(Records drawn from a dataset)
|---|
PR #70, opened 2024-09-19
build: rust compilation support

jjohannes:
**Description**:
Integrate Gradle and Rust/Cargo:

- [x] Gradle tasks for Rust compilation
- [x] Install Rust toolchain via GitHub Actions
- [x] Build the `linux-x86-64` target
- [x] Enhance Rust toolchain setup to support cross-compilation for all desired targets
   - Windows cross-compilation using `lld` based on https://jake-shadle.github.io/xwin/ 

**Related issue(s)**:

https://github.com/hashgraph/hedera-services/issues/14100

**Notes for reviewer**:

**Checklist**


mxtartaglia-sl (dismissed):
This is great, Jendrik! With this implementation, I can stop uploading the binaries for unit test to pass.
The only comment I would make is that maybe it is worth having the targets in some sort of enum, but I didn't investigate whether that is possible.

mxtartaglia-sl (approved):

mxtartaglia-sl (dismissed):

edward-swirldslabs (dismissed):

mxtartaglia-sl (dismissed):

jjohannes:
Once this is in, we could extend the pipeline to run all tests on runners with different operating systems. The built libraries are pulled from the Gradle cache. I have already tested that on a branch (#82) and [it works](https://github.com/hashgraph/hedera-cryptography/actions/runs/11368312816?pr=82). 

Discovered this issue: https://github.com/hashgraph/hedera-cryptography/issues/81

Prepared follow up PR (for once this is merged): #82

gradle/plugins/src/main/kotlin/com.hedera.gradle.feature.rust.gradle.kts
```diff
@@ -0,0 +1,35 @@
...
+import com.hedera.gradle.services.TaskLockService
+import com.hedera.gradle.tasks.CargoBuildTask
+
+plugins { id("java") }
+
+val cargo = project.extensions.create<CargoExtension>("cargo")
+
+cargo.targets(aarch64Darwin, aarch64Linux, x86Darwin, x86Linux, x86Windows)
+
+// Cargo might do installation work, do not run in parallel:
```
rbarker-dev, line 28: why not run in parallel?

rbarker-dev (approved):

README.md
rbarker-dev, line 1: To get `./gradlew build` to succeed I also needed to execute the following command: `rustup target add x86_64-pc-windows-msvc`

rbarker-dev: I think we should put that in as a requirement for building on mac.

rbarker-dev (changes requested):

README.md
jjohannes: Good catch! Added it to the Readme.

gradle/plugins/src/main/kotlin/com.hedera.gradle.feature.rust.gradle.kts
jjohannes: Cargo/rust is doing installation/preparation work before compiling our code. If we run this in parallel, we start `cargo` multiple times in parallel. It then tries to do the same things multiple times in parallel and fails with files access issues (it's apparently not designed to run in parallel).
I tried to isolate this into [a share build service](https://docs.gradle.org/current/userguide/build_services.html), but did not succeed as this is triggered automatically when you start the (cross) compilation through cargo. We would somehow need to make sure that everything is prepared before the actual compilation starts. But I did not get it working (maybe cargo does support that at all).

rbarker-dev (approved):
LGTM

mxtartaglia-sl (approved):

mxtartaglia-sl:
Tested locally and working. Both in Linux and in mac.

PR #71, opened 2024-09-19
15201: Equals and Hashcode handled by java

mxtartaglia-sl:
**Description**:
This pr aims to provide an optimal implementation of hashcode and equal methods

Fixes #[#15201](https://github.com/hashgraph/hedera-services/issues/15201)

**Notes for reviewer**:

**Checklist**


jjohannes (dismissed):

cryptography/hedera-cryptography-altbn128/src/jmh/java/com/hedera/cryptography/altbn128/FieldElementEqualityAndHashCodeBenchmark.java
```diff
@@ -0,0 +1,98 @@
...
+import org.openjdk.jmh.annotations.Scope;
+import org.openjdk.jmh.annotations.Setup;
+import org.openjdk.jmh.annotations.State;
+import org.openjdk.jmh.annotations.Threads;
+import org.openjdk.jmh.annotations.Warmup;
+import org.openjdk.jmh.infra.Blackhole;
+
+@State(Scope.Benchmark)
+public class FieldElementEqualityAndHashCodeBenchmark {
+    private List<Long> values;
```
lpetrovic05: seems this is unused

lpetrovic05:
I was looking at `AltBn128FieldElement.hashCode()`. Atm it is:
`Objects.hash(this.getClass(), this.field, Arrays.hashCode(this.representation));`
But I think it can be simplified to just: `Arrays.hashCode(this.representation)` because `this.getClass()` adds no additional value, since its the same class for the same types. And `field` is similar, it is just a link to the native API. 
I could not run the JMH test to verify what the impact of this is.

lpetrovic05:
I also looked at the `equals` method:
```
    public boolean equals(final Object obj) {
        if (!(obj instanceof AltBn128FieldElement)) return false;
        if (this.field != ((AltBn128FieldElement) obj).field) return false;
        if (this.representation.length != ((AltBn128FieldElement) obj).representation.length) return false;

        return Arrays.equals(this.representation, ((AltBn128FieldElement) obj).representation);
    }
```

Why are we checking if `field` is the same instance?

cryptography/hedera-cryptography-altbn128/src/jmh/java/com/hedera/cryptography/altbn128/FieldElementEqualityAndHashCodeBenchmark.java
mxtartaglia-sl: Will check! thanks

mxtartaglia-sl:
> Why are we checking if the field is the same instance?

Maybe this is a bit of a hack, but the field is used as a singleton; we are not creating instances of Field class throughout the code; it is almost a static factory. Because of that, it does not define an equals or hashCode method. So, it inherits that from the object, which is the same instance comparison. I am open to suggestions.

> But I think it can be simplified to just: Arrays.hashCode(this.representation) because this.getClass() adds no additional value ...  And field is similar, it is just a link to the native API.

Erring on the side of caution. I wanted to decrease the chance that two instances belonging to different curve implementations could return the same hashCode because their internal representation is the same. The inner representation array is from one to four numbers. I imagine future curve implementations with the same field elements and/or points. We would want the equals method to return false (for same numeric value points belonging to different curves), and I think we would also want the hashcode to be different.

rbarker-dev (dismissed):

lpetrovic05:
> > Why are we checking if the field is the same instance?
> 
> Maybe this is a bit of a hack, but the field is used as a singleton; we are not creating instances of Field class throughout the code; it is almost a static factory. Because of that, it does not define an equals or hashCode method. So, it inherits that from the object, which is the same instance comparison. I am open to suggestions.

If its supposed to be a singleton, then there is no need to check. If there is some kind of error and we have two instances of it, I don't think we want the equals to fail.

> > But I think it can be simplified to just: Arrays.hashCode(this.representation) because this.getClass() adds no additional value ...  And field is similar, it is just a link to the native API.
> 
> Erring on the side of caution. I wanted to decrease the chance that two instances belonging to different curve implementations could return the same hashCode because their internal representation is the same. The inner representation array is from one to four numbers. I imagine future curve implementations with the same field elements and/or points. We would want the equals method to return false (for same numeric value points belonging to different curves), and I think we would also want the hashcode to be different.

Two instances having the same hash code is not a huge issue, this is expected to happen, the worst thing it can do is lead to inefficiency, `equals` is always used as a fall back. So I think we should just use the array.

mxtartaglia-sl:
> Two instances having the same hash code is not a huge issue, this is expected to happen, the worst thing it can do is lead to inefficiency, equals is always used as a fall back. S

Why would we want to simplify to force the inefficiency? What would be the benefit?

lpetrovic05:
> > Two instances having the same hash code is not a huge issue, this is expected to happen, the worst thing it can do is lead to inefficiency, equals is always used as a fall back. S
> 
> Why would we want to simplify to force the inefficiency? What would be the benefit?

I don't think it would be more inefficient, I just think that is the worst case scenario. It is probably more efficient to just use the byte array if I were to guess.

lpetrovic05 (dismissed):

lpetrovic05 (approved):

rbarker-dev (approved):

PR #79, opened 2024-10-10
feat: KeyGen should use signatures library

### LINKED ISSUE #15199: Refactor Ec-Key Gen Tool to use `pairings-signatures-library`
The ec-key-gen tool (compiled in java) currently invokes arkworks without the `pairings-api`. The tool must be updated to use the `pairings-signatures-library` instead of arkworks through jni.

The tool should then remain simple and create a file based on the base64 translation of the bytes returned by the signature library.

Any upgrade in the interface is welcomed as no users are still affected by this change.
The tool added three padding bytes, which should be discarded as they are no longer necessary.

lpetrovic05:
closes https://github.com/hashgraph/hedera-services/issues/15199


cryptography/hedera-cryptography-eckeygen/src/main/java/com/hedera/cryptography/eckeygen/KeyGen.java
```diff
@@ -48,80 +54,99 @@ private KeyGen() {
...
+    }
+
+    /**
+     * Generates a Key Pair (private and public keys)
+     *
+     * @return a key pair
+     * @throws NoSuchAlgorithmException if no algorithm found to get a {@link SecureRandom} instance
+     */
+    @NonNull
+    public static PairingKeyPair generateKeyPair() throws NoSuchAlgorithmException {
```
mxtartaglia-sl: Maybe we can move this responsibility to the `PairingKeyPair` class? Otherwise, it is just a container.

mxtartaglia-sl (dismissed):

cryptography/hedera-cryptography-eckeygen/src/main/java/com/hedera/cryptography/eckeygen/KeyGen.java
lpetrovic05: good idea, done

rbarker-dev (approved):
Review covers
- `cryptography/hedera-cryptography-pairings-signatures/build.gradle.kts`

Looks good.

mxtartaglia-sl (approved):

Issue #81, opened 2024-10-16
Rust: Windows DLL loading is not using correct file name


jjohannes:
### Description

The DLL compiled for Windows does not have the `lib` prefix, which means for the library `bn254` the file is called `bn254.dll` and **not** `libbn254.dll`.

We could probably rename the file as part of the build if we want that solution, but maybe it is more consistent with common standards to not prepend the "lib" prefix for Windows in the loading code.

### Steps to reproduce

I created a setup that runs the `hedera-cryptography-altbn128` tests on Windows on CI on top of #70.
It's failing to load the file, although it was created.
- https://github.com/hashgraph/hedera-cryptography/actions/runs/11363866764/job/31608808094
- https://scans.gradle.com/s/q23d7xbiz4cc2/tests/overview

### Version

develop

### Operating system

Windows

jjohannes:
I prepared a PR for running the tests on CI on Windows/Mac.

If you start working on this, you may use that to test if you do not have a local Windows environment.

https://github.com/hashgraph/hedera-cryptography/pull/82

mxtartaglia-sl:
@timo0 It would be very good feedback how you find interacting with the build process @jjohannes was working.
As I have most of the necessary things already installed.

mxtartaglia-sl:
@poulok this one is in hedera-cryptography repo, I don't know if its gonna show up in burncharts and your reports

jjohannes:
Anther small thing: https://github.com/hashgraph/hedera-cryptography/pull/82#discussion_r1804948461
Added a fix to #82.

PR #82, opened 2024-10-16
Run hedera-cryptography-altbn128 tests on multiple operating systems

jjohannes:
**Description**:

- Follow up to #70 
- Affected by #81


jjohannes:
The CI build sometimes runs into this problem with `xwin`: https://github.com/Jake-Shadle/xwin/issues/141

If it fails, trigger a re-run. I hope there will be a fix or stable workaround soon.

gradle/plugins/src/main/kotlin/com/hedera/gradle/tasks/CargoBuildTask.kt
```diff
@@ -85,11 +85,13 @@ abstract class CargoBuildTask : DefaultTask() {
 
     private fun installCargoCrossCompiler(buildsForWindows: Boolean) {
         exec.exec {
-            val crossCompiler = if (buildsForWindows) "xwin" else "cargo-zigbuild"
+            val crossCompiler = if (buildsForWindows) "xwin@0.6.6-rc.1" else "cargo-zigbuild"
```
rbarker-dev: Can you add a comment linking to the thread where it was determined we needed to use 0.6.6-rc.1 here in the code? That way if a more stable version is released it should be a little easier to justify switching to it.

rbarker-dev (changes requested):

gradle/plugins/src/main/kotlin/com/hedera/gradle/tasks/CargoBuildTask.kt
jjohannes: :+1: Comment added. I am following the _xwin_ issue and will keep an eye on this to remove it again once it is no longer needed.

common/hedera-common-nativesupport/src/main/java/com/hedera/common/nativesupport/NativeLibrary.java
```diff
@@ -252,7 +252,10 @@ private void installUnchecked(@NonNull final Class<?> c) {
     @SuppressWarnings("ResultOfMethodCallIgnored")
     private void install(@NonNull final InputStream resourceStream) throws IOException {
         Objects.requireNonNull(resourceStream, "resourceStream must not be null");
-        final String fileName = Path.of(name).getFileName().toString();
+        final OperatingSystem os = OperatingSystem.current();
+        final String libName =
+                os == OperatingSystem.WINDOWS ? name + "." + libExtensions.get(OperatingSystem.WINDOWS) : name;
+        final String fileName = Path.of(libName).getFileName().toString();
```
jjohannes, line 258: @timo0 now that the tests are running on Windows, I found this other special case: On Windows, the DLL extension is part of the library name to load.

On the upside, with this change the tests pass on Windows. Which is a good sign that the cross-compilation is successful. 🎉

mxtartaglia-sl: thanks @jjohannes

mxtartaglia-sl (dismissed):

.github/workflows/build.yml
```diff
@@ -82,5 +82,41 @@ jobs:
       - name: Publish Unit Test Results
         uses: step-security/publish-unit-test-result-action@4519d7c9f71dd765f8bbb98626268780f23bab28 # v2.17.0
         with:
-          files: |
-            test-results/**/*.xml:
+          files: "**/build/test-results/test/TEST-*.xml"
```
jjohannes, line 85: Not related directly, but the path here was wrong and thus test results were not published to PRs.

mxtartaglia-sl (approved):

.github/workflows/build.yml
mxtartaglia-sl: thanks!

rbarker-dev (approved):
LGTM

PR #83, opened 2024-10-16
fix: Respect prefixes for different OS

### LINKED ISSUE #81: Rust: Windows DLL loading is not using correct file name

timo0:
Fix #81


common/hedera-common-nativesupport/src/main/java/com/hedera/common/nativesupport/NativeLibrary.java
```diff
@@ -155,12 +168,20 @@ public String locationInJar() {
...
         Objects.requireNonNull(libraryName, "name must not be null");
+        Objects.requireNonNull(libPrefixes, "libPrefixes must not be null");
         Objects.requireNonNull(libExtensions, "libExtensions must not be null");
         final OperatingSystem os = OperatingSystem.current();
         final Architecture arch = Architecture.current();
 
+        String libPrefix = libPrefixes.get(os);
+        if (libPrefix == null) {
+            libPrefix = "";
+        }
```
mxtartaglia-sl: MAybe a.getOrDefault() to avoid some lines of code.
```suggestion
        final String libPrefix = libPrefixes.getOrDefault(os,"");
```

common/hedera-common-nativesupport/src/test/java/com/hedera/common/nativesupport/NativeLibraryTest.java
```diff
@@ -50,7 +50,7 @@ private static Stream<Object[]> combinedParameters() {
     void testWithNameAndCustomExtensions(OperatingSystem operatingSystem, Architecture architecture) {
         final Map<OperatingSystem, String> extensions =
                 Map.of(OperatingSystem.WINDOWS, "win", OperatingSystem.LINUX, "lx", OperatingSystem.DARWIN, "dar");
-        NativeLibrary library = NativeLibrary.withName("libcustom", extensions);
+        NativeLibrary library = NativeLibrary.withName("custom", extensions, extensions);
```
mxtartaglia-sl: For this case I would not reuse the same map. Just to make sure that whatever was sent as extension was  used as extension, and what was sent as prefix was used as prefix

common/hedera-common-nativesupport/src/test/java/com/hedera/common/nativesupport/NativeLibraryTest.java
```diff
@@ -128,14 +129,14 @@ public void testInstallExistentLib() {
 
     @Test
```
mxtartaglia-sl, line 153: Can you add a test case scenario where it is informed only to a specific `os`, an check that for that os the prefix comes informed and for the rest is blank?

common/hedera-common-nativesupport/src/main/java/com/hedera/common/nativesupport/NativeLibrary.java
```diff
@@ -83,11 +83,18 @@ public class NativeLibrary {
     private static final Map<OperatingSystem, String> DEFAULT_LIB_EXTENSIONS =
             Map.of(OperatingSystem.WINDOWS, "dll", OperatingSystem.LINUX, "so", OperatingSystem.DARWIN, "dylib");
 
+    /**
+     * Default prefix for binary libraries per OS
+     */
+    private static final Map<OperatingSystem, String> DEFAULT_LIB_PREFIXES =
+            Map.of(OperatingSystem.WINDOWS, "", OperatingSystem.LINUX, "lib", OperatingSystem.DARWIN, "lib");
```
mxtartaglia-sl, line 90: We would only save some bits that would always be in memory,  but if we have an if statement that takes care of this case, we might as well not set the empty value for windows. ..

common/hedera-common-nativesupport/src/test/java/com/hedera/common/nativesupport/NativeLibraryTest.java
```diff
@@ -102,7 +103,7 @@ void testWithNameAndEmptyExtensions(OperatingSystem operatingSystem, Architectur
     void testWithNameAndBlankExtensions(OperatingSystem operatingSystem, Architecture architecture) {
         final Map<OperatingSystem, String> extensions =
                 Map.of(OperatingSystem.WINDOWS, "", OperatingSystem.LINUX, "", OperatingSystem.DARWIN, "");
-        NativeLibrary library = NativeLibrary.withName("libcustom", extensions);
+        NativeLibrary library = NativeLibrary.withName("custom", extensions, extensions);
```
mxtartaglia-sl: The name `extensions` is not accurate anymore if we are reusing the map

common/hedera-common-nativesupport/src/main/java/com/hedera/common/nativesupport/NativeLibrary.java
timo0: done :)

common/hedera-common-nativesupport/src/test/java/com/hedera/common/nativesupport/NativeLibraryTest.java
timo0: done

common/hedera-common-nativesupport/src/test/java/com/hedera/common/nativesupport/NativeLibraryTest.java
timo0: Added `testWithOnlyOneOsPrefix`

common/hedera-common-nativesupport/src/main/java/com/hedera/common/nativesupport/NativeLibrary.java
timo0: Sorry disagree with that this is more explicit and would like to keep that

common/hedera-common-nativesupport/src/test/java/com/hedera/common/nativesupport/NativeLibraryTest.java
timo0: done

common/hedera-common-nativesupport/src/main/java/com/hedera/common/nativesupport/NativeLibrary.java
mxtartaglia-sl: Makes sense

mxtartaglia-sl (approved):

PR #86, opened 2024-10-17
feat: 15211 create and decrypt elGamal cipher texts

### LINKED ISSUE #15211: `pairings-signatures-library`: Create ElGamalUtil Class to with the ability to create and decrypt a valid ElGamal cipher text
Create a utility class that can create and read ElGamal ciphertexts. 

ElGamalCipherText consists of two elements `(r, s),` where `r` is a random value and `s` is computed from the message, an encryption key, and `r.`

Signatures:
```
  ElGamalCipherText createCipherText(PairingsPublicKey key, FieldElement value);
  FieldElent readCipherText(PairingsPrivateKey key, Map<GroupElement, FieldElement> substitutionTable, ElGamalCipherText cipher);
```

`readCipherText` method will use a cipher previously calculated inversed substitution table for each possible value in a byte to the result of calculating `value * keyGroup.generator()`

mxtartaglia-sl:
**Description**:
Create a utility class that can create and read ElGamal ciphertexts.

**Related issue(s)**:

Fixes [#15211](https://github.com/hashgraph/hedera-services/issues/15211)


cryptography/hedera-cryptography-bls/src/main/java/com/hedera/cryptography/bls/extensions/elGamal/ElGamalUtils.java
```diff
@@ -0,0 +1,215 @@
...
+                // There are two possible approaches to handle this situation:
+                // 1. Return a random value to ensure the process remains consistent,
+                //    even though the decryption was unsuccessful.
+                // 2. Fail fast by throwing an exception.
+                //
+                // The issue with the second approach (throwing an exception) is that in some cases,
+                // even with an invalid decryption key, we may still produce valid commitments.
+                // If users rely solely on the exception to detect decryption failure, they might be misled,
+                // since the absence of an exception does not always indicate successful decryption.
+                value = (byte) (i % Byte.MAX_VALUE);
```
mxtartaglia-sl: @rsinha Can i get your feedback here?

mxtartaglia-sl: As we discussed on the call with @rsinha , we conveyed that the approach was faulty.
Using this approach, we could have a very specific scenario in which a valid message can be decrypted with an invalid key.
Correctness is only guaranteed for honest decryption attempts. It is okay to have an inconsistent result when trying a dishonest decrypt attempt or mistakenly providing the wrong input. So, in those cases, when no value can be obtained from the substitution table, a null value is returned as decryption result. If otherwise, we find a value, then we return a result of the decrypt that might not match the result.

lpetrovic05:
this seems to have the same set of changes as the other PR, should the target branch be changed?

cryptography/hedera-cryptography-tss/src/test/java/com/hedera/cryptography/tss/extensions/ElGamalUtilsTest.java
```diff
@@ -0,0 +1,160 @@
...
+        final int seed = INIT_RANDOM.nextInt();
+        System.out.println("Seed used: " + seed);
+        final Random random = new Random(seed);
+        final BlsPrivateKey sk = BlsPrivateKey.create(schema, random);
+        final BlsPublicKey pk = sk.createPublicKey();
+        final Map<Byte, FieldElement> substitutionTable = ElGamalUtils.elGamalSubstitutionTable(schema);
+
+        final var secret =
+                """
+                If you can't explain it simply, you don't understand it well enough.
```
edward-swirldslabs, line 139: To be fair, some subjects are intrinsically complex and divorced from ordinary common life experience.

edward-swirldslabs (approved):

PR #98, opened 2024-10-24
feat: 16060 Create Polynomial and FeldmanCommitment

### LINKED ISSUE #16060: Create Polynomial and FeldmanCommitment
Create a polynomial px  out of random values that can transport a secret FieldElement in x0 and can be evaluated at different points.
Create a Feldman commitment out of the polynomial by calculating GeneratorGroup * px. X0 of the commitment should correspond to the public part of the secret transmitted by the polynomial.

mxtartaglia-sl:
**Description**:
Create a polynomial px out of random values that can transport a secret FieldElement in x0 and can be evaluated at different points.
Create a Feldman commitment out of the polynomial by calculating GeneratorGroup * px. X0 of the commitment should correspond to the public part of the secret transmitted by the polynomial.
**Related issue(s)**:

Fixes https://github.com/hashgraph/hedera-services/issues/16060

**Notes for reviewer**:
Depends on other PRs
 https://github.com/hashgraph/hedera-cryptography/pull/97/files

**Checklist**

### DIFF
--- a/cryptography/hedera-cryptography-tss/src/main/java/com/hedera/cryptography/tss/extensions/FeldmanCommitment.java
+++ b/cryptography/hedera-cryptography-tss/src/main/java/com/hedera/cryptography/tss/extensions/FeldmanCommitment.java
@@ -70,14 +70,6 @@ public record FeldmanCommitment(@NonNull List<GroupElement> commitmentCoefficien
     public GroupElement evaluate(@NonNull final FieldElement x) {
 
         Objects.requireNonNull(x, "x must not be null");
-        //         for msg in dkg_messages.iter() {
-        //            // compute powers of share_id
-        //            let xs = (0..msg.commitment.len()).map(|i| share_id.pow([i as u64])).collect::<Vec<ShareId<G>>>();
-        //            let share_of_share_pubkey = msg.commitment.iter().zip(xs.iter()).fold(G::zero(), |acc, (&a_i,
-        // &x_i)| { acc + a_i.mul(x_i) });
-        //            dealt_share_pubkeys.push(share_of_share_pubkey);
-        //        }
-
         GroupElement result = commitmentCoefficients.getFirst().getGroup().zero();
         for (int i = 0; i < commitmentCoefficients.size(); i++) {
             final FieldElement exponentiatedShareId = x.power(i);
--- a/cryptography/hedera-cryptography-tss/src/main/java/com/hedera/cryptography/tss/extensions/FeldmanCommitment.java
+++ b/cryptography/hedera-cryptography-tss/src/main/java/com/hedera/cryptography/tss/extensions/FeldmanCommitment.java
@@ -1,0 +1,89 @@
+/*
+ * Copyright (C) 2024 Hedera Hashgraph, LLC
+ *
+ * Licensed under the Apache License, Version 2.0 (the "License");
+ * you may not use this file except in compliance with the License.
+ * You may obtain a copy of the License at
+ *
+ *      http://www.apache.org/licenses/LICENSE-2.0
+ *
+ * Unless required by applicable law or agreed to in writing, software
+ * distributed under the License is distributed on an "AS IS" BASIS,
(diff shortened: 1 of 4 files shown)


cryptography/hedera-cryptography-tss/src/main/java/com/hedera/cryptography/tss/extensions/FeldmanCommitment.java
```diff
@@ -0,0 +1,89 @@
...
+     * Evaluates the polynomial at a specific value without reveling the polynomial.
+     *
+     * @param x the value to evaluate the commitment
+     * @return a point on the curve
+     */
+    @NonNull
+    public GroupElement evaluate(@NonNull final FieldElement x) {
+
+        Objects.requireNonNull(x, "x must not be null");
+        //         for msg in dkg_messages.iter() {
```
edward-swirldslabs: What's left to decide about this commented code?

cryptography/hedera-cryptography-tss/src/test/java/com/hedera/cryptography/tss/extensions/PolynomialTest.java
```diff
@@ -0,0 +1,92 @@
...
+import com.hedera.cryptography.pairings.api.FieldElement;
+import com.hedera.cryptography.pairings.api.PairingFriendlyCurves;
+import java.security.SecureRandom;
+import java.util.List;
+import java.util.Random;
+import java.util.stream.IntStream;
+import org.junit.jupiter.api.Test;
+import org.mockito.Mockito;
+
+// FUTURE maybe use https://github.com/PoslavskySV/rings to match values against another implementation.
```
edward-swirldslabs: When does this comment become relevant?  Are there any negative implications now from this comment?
|---|
Take every line above that includes the string "were" and return it.

I don't think it would be more inefficient, I just think that is the worst case scenario. It is probably more efficient to just use the byte array if I were to guess.
jjohannes, line 85: Not related directly, but the path here was wrong and thus test results were not published to PRs.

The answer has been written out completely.